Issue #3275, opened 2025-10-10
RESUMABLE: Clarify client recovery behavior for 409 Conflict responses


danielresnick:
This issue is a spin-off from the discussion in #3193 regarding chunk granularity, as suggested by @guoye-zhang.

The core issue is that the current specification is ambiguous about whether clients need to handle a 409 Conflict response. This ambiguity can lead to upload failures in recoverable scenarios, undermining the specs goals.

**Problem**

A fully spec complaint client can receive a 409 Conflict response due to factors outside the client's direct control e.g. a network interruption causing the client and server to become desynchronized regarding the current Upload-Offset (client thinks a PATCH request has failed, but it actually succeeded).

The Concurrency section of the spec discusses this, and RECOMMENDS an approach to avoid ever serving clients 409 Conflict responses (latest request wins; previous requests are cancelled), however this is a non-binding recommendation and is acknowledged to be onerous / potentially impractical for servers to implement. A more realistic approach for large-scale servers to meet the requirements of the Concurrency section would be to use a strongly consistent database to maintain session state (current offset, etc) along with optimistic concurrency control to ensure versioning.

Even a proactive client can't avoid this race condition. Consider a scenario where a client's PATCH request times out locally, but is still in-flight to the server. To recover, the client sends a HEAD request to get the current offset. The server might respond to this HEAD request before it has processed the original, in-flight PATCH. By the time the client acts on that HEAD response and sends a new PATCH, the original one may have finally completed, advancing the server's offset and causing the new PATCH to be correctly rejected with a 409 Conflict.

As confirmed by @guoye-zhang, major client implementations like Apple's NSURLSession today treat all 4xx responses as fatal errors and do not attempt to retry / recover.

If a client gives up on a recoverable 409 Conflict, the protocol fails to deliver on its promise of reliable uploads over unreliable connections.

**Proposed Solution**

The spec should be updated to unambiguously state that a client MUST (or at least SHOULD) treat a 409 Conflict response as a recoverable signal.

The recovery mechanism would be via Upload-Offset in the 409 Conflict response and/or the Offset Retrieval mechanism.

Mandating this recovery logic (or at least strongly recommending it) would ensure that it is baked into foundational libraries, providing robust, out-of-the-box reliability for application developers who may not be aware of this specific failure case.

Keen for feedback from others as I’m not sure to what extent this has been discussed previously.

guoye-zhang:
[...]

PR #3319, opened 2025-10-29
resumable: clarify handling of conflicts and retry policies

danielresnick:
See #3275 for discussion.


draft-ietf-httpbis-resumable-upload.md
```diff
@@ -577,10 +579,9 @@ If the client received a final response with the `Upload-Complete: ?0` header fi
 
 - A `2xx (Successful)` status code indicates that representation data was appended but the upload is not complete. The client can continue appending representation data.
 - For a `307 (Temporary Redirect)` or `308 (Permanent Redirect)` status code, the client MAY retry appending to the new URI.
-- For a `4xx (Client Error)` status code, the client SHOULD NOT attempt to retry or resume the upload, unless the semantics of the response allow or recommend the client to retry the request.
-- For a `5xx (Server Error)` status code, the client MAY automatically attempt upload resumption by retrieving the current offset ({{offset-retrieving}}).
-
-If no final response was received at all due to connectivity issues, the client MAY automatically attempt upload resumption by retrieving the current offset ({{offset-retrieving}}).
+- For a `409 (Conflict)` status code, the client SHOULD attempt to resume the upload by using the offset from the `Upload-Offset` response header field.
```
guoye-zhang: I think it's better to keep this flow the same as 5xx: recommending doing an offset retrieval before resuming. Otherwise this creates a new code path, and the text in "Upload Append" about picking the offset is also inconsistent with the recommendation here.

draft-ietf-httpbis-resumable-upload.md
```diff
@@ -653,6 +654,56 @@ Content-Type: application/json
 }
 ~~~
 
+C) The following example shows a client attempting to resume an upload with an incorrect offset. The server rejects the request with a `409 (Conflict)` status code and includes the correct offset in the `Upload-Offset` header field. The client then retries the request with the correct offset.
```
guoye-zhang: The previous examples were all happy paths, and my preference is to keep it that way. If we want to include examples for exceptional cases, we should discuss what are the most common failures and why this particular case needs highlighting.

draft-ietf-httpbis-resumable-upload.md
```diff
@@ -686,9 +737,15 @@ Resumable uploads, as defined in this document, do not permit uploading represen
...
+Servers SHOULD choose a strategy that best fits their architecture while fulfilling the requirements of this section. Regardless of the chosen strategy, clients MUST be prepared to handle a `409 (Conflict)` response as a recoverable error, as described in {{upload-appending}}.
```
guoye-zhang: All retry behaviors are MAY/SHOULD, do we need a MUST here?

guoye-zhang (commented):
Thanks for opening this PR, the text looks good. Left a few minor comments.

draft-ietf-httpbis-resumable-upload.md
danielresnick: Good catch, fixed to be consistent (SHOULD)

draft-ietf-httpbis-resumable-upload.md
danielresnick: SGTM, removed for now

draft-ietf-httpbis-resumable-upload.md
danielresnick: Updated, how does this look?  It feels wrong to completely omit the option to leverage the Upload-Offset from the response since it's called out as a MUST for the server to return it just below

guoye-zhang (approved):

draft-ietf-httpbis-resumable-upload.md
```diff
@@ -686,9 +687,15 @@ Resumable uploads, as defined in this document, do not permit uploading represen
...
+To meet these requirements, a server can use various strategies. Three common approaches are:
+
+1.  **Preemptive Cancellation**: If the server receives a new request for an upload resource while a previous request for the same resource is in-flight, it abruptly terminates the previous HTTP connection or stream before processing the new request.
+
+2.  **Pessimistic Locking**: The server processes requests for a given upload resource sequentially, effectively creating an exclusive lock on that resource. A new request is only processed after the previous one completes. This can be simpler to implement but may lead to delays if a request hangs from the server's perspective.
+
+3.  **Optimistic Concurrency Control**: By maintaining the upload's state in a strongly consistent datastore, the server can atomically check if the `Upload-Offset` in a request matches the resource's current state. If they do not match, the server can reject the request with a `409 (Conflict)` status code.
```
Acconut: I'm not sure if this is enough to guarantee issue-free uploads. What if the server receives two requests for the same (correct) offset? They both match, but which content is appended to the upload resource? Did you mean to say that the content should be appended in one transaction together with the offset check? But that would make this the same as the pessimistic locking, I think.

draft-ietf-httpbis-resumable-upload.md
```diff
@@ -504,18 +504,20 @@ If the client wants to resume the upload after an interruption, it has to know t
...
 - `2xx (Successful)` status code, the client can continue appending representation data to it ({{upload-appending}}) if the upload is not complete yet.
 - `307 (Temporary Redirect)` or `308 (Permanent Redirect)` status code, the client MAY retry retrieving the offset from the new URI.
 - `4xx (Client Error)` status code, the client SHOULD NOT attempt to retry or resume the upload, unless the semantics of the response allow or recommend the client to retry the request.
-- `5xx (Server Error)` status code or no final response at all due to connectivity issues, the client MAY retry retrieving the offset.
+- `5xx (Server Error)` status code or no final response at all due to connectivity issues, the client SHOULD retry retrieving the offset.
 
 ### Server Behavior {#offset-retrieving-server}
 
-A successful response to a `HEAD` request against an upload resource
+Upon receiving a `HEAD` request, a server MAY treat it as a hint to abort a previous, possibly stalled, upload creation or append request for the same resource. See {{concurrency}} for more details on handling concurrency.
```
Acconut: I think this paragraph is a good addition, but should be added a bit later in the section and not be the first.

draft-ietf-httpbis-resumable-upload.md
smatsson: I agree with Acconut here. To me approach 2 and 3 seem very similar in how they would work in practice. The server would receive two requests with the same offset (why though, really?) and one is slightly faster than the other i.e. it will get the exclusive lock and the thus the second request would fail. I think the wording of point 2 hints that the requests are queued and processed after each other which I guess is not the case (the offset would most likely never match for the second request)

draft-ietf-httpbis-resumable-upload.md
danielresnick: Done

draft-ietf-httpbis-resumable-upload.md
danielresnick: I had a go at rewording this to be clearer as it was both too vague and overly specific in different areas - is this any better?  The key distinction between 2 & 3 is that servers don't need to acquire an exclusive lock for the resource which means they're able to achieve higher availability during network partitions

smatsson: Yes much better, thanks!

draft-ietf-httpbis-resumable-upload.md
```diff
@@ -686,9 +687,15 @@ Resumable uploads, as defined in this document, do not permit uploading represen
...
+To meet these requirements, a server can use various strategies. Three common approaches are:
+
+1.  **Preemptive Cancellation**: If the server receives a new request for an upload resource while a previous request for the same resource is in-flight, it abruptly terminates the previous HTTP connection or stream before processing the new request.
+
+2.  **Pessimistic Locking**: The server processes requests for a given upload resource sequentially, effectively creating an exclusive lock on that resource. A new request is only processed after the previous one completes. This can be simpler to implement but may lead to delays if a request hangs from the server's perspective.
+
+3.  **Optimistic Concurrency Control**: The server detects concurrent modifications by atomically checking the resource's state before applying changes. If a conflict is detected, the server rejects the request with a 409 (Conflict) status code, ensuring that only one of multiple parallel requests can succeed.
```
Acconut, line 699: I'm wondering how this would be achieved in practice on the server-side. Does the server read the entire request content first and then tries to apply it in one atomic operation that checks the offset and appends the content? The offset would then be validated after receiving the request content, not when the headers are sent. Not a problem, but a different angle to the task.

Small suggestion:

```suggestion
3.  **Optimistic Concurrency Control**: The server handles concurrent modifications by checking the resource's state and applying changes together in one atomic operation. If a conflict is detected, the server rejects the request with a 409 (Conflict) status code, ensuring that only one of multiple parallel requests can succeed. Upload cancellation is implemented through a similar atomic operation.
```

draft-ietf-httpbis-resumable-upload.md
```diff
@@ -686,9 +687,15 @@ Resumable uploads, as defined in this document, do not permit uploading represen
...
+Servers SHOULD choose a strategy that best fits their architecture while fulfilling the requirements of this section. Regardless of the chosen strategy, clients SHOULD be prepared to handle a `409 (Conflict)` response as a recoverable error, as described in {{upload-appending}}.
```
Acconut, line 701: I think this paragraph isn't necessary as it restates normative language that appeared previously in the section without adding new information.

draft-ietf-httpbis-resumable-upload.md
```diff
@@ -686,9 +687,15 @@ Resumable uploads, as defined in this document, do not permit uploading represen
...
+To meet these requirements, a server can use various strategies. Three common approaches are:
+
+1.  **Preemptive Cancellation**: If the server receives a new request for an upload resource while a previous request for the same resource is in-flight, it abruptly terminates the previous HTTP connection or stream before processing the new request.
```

○ ○ ○ ○ ○

[Task statement]
Pull out all lines of the data with the string "received".

[Written response]
@@ -577,10 +579,9 @@ If the client received a final response with the `Upload-Complete: ?0` header fi
-If no final response was received at all due to connectivity issues, the client MAY automatically attempt upload resumption by retrieving the current offset ({{offset-retrieving}}).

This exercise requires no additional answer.